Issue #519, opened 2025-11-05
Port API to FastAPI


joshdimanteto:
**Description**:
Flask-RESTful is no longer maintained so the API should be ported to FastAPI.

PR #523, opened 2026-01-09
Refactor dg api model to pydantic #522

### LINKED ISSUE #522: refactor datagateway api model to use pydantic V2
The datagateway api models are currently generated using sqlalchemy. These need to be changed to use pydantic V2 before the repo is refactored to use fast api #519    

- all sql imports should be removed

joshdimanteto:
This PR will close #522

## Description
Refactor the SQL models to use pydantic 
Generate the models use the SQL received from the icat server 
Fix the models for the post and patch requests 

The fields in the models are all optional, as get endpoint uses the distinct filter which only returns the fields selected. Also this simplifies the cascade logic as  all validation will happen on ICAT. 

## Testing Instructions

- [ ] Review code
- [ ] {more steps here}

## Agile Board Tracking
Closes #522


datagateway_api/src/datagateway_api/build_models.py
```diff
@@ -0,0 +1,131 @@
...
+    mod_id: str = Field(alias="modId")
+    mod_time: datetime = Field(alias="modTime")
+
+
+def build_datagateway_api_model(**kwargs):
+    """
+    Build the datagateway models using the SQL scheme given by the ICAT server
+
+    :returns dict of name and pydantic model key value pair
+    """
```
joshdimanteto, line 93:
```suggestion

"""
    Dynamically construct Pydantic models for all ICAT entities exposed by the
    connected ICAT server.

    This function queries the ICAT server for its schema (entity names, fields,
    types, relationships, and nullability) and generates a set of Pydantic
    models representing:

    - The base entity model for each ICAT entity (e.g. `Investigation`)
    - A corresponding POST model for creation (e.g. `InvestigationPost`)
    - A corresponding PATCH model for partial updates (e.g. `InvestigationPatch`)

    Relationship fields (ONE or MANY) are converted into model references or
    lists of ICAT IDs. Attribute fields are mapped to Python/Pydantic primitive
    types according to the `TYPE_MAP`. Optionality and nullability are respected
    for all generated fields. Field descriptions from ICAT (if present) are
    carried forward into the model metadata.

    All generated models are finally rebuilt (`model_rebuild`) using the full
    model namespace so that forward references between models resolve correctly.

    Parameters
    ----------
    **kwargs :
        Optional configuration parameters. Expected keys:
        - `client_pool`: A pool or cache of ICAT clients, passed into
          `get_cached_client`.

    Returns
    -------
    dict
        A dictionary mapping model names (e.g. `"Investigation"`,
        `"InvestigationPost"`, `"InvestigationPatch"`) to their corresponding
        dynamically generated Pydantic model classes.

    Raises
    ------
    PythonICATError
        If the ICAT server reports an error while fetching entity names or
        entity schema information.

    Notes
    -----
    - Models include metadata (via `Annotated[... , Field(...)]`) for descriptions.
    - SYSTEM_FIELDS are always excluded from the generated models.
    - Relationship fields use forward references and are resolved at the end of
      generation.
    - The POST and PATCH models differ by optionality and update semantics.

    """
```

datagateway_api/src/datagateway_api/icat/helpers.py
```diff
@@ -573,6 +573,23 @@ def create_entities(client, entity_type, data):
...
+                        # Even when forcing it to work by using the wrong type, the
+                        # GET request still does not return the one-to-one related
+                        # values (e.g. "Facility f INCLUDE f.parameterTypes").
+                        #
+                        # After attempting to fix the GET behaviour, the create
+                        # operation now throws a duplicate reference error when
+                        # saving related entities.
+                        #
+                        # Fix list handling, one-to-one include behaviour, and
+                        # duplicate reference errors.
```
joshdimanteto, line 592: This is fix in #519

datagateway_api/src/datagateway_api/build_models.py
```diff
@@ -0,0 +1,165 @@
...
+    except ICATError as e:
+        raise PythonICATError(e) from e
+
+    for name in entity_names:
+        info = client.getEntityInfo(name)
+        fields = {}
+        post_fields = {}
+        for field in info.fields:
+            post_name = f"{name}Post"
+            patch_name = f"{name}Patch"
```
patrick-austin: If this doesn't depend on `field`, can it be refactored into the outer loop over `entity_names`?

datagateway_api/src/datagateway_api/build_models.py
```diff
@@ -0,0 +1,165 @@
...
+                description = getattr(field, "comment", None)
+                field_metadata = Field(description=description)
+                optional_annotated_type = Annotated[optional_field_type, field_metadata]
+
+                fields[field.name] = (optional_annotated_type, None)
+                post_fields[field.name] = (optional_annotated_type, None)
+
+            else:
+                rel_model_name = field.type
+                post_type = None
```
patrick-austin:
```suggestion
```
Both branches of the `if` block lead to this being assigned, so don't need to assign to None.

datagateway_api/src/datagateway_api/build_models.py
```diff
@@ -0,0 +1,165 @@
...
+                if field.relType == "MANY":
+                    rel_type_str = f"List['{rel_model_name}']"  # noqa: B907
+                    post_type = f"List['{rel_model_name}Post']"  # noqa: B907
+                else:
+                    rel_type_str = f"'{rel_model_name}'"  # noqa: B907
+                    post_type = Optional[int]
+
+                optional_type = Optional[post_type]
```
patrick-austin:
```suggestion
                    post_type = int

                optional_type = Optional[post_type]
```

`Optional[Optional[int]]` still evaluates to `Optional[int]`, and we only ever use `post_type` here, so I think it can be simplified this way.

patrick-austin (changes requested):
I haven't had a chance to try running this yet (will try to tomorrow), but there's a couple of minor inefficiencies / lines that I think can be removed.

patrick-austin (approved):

···

▶ **Exercise aim**
Wherever the string "still" occurs in a line of the listing above, count that line, and report only the total.

▶ **Completed task**
2